» **Exercise details**: The answer should hold nothing but the lines from the one with "Update Collective.md" through the end of the listing below, each exactly as written.
□ □ □ □ □ □ □
Issue #391, opened 2022-03-23
Harmonic number not initialized


swhite2401:
@liuzzo has found that in some cases, even though an RF system is defined, the `harmonic _number` properties of the `Lattice` is not initialized preventing some functionalities of AT to work properly.
The error returned is that the ring as no cavity which is obviously wrong.

In case `frequency` or `harmonic_number` are not provided to the `Lattice` constructor would it be possible to get the `frequency` from the cavity element, and only if this element is not found return an error?

lfarv:
Matlab or python ?
Can you give an example showing the problem?

swhite2401:
@lfarv, this is python, here is a piece of code to make fail:

```
import at
ring = at.load_lattice('../lattice/hmba.mat')
ring = list(ring[1:])
ring = at.Lattice(ring, energy=6.0e9)
print(ring.harmonic_number)
```

lfarv:
@swhite2401 : in the particular case, there is indeed no cavity. So this behaviour is normal. Such a lattice is perfectly suitable for all 4D optics computations, and this is checked by the test sequence by using the `dba.mat` test file which has no cavity.
On the other hand, in the 1<sup>st</sup> comment, you refer to a lattice with a cavity : this is a problem.

When thinking about it, the error message may be misleading in some cases: if the lattice is initialised without cavity (no harmonic number attribute), and if you manually insert one, there is no way to generate the harmonic number, you have to set it explicitly also. In that case, the message is wrong. One could instead make it more general: "harmonic_number is undefined".

lfarv:
The rule to derive harmonic_number is the following (theoretically…):

- if found in a `RingParam` element, take it (only when reading `.m` or `.mat` files)
- otherwise if it is defined in the lowest frequency cavity, take it,
- otherwise use the lowest cavity frequency and ring circumference,
- otherwise it's undefined.

This happens at lattice initialisation. Later on, it has to be defined explicitly.

swhite2401:
Why do you say this ring has no cavity?


```
ring = at.load_lattice('../lattice/hmba.mat')
cavs = ring.get_elements(at.RFCavity)
print(cavs)
```

Gives:
`[RFCavity('RFC', 0.0, 187500.0, 352372212.4670127, 31, 6000000000.0, PassMethod='IdentityPass')]`

swhite2401:
Ah sorry, matlab/python confusion... in fact I remove the cavity

swhite2401:
[...]

PR #401, opened 2022-04-20
Initialisation of the harmonic number

lfarv:
@simoneliuzzo and @swhite2401 pointed out in #391 a problem with the `harmonic_number` Lattice attribute. It is properly initialised when creating a lattice, but not when a lattice is modified: if the attribute does not exist initially (no cavity in the lattice), it is not added if a cavity is added to the lattice. This concerns the following actions:
- `insert`, `append` and `extend` methods,
- `+` and `+=` operators.

This is corrected here, as well as updating properly the `radiation` property in the same events.


swhite2401 (approved):
Ok for me

PR #403, opened 2022-04-29
Update Collective.md

swhite2401:


swhite2401:
@lcarver, I have started this branch for the documentation on collective effects, you can edit directly the `Collective.md` on the github page using the markdown syntax and see a preview.
To rebuild the webpage it has to be merged onto the master branch, we will do this at the end.
Please populate this page when you have time.

swhite2401:
Outdated I closed it

lfarv:
@swhite2401: are you sure you do not want to keep the `Collective.md` file ? It displays nicely with Sphinx, but I don't know if it is valid… If you really want to discard it, please also delete the branch, otherwise keep it for a future update;

swhite2401:
It is valid yes, but is more or less a repetition of what is already in the docstring so I think we can discard it, we will come with something better with formulas etc... for now one can refer to the API doc
I delete the branch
□ □ □ □ □ □ □
» **Answer to this task**:
Update Collective.md

swhite2401:


swhite2401:
@lcarver, I have started this branch for the documentation on collective effects, you can edit directly the `Collective.md` on the github page using the markdown syntax and see a preview.
To rebuild the webpage it has to be merged onto the master branch, we will do this at the end.
Please populate this page when you have time.

swhite2401:
Outdated I closed it

lfarv:
@swhite2401: are you sure you do not want to keep the `Collective.md` file ? It displays nicely with Sphinx, but I don't know if it is valid… If you really want to discard it, please also delete the branch, otherwise keep it for a future update;

swhite2401:
It is valid yes, but is more or less a repetition of what is already in the docstring so I think we can discard it, we will come with something better with formulas etc... for now one can refer to the API doc
I delete the branch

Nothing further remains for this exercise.